## WORK TO COMPLETE
Every line below that has "Fixes" in it should be copied.

## GIVEN RECORDS
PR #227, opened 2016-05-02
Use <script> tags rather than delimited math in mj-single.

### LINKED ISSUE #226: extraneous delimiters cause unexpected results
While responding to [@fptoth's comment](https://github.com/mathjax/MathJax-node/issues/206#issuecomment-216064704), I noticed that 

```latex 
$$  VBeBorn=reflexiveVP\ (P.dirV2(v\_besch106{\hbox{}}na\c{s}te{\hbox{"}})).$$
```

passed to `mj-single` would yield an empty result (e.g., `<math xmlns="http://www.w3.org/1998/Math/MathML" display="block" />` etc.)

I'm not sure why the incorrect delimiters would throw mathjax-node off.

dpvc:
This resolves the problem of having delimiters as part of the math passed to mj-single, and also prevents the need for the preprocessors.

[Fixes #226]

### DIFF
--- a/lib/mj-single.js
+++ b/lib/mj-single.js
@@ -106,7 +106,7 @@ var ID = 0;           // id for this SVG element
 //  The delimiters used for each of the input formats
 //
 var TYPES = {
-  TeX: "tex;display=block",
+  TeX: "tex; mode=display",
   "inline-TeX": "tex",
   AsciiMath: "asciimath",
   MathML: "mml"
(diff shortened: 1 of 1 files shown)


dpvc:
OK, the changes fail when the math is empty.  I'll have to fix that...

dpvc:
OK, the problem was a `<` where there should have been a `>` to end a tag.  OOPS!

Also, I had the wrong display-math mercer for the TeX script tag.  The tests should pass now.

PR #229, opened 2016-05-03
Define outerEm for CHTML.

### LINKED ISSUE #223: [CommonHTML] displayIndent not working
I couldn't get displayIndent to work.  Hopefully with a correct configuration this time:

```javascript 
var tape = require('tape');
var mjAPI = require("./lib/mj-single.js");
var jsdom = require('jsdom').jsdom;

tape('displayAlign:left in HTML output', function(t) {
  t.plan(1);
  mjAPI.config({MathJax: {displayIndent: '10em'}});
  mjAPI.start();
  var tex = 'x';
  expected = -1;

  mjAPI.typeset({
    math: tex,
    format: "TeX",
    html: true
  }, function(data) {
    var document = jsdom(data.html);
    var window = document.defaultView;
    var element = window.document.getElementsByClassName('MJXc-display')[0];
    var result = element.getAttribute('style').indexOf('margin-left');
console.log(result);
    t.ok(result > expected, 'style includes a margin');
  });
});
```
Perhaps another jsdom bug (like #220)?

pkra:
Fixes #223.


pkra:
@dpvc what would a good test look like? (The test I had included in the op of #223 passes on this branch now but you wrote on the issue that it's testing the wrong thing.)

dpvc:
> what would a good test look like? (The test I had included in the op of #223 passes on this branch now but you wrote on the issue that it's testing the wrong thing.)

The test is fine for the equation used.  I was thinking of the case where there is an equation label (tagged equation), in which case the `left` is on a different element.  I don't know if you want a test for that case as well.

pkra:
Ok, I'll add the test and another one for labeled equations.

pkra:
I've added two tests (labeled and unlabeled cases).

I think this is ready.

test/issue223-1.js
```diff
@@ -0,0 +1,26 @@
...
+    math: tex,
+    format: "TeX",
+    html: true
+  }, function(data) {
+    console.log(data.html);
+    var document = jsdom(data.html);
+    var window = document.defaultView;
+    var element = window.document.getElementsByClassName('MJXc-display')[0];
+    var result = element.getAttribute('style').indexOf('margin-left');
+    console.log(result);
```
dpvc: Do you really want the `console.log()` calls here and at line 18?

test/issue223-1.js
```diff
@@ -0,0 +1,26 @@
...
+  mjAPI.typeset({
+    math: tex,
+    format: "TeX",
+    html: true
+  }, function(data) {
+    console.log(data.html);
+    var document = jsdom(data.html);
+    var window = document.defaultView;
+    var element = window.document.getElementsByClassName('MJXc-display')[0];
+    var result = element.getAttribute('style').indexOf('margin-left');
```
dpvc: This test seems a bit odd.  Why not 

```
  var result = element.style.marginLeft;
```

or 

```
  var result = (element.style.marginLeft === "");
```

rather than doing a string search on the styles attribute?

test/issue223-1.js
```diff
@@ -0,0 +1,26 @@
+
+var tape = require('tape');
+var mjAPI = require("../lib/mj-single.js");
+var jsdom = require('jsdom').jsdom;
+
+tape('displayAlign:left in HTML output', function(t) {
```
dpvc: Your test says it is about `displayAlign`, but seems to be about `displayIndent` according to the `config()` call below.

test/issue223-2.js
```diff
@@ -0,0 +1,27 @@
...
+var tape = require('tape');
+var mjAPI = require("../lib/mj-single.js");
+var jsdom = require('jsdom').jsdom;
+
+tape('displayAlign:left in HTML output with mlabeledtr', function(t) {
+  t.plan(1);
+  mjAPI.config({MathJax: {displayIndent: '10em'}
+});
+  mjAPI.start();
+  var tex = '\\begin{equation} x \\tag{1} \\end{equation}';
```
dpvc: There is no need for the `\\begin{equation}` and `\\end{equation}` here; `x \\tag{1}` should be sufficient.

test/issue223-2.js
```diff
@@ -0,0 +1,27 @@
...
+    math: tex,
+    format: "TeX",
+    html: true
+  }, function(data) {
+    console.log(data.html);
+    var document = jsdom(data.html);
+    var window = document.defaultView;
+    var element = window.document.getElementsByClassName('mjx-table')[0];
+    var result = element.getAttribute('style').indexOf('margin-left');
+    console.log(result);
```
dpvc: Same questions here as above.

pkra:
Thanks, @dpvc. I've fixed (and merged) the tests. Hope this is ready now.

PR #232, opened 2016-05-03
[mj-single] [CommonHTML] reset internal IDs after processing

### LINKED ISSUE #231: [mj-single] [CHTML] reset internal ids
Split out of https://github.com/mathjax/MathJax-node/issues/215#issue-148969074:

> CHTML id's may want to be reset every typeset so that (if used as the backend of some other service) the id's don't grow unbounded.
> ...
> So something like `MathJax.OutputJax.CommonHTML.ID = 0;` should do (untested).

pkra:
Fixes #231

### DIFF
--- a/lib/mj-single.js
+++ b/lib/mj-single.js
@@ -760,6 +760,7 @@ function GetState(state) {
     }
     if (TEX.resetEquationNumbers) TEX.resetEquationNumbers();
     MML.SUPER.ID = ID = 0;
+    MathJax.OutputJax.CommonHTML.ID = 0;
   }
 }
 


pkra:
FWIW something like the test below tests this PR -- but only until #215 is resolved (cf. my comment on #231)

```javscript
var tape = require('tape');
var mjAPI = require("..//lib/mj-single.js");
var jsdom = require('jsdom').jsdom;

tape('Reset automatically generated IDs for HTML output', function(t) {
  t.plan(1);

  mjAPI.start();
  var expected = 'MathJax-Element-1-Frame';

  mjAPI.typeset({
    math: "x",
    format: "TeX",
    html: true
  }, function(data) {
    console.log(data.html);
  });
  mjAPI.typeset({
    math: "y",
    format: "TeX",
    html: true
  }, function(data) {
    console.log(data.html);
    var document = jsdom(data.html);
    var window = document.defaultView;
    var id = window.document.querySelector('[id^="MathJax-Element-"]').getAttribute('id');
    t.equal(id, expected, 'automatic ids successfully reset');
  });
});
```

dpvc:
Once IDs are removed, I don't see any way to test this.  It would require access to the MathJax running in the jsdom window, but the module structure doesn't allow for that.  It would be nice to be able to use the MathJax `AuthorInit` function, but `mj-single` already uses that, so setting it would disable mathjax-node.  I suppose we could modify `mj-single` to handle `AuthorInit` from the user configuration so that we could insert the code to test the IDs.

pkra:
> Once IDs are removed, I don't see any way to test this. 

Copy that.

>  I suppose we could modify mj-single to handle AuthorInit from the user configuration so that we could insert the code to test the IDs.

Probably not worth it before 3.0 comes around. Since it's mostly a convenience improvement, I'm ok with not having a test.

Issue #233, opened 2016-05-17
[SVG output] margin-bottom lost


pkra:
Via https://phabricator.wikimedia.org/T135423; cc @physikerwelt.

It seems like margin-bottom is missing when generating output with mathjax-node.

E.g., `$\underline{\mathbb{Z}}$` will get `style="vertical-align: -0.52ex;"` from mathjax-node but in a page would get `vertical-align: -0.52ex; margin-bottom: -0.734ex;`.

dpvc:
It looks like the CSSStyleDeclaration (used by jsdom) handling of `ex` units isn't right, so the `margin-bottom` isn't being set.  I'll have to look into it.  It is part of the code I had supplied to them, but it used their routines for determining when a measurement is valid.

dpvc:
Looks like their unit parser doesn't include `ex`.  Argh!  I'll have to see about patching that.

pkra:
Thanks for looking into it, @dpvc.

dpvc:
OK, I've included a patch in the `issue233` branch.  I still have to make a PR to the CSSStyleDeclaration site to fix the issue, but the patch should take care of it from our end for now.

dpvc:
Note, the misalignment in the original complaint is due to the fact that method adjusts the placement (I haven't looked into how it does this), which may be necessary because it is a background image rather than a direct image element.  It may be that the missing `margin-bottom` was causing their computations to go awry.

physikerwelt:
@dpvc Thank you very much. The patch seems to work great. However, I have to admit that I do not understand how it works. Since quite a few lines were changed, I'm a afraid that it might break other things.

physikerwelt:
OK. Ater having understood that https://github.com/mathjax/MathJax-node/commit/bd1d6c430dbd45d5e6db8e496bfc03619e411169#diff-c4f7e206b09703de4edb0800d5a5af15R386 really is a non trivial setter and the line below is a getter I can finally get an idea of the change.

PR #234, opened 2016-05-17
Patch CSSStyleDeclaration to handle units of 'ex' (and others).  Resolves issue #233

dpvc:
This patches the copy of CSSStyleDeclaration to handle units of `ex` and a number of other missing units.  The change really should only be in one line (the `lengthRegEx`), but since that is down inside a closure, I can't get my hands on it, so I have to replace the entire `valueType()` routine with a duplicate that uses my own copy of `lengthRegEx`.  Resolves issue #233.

* * *

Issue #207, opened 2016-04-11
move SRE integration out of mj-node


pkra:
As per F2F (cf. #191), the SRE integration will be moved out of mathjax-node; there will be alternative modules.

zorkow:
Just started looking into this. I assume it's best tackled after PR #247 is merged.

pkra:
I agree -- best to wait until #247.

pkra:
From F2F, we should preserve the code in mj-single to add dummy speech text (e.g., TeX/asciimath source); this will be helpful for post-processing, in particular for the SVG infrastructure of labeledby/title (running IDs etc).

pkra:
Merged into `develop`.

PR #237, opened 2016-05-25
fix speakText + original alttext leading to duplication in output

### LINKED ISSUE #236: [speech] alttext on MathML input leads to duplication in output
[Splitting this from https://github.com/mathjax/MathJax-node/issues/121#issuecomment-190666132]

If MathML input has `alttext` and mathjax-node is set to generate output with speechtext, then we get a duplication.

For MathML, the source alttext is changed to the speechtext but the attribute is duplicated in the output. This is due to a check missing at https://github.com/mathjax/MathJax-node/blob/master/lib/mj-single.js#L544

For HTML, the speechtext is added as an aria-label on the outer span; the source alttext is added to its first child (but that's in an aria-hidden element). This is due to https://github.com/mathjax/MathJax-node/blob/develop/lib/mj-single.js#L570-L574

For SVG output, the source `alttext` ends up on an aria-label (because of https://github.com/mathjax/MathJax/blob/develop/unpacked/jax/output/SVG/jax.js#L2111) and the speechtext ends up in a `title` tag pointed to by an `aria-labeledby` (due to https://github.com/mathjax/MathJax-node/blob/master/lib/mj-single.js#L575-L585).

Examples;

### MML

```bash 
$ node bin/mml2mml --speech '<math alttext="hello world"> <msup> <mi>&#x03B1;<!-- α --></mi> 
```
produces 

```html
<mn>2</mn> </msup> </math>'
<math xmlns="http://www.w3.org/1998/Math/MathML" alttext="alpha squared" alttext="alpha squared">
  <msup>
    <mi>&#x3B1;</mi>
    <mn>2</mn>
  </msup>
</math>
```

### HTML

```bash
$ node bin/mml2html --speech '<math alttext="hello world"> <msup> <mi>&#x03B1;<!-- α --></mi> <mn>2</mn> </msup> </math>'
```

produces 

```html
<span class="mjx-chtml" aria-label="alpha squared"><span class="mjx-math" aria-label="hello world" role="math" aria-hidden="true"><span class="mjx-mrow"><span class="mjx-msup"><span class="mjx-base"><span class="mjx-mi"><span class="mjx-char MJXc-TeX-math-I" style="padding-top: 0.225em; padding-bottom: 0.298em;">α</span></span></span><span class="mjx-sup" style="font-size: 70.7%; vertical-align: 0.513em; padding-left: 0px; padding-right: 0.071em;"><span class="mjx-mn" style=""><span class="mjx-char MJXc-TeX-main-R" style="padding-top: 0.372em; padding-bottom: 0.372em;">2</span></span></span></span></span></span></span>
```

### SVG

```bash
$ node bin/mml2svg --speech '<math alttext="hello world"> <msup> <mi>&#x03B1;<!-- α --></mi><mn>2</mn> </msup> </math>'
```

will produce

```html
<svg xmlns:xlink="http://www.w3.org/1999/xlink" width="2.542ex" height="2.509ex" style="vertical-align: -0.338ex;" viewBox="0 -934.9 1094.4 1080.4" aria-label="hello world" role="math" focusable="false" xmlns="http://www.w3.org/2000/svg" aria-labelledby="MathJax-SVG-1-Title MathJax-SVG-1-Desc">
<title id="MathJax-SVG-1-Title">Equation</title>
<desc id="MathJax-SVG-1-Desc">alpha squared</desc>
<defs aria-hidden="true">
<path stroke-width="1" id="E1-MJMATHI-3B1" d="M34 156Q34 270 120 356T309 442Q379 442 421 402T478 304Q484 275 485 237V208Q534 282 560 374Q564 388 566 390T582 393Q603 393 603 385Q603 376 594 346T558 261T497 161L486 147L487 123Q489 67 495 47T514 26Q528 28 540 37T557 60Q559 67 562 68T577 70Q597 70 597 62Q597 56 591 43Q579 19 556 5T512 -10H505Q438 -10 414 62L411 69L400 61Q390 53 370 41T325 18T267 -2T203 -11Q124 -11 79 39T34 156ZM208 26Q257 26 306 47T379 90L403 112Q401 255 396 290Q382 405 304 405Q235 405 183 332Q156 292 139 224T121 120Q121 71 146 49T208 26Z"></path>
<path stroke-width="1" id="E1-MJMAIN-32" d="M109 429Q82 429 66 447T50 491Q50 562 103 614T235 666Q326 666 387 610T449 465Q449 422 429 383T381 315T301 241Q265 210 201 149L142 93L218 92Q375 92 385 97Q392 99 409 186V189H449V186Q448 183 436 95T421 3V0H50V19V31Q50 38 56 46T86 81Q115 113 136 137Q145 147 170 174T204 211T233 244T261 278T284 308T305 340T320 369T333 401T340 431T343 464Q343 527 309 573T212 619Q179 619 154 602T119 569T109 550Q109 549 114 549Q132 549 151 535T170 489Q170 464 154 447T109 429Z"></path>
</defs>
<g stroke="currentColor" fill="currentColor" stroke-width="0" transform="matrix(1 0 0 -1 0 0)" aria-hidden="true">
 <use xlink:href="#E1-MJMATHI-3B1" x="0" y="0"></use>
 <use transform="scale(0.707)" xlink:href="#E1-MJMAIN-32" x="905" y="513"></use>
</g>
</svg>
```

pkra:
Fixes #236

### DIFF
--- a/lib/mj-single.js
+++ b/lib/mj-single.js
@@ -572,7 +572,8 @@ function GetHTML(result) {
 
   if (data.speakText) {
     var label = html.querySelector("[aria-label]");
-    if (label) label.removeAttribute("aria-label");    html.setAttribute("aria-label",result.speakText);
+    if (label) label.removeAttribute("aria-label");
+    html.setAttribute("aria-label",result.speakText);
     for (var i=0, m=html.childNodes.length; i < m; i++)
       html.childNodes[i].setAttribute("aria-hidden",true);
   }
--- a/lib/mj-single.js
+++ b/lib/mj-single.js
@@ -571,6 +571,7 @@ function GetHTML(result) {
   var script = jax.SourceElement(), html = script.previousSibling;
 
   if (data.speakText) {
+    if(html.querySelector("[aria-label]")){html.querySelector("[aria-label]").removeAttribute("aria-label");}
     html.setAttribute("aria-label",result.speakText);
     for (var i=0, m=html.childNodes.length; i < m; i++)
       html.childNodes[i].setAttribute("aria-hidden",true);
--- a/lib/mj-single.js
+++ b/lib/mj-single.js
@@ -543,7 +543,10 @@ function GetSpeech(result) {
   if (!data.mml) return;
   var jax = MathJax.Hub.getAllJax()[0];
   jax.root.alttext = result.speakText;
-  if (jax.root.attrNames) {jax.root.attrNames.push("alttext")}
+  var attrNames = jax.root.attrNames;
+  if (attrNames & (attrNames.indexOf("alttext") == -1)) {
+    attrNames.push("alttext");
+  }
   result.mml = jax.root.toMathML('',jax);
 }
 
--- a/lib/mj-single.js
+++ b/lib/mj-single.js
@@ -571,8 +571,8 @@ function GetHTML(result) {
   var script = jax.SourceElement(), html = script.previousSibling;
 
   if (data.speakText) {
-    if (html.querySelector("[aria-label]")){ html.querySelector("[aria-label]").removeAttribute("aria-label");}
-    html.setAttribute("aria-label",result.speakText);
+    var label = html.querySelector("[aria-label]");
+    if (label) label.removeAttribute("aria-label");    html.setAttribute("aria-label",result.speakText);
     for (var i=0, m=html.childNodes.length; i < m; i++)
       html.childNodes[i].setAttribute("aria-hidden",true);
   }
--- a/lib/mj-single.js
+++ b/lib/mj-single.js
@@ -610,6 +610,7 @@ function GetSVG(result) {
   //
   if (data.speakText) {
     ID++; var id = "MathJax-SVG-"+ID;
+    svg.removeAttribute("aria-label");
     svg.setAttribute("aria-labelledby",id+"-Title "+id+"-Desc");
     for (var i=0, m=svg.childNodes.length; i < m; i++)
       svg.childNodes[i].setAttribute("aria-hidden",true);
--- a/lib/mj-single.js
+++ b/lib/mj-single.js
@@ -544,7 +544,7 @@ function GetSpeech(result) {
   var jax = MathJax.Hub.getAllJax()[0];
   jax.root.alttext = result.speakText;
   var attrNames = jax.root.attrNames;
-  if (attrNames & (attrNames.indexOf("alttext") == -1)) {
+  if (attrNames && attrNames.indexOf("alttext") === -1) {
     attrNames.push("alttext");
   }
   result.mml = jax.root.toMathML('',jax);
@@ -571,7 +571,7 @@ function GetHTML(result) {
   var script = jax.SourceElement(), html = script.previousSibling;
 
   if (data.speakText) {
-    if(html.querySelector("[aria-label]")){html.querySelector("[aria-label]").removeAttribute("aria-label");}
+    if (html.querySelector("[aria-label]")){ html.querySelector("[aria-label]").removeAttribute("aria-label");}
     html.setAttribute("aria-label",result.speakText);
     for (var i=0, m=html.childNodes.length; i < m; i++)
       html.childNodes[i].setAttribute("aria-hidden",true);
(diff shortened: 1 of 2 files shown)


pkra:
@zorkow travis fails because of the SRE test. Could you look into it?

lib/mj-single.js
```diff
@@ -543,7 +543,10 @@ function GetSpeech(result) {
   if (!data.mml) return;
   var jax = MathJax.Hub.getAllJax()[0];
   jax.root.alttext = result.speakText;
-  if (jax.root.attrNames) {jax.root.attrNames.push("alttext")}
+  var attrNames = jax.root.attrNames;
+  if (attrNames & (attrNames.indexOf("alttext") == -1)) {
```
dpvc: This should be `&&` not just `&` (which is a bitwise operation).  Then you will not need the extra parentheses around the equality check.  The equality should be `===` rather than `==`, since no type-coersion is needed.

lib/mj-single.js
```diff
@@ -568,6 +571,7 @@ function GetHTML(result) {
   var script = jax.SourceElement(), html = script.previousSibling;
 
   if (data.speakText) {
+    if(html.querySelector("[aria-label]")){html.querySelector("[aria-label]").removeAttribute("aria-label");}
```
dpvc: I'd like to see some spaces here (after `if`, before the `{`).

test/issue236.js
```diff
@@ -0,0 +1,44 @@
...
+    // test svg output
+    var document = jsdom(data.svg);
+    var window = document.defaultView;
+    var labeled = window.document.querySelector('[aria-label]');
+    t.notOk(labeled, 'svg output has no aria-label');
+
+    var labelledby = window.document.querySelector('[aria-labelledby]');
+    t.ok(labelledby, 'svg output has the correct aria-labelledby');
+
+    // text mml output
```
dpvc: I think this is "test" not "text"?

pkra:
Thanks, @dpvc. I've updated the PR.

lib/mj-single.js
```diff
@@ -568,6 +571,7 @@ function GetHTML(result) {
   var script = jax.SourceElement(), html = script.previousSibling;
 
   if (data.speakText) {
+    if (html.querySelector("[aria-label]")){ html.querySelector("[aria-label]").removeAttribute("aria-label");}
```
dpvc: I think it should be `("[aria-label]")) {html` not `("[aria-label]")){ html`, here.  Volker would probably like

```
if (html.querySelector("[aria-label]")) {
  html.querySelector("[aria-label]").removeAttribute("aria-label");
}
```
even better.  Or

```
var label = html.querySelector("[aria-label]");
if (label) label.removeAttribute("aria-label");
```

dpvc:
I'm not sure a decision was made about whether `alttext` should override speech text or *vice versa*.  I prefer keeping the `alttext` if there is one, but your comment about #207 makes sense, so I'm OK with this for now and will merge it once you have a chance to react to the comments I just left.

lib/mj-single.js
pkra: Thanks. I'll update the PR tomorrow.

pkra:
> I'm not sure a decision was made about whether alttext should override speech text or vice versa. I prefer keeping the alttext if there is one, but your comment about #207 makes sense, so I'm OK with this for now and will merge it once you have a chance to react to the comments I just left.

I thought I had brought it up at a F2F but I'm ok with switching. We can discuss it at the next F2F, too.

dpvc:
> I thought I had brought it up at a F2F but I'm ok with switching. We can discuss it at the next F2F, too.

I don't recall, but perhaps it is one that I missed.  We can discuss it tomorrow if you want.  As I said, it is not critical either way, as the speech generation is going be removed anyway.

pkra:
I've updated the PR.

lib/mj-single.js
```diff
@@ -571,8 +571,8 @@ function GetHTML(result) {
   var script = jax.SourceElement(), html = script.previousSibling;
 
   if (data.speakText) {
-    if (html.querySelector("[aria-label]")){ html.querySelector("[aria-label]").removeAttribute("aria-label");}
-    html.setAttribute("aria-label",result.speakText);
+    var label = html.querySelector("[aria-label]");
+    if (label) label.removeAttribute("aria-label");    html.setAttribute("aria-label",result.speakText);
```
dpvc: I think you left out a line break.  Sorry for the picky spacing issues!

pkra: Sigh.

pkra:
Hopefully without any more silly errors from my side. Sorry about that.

## YOUR RESPONSE
[Fixes #226]
Fixes #223.
Fixes #231
Fixes #236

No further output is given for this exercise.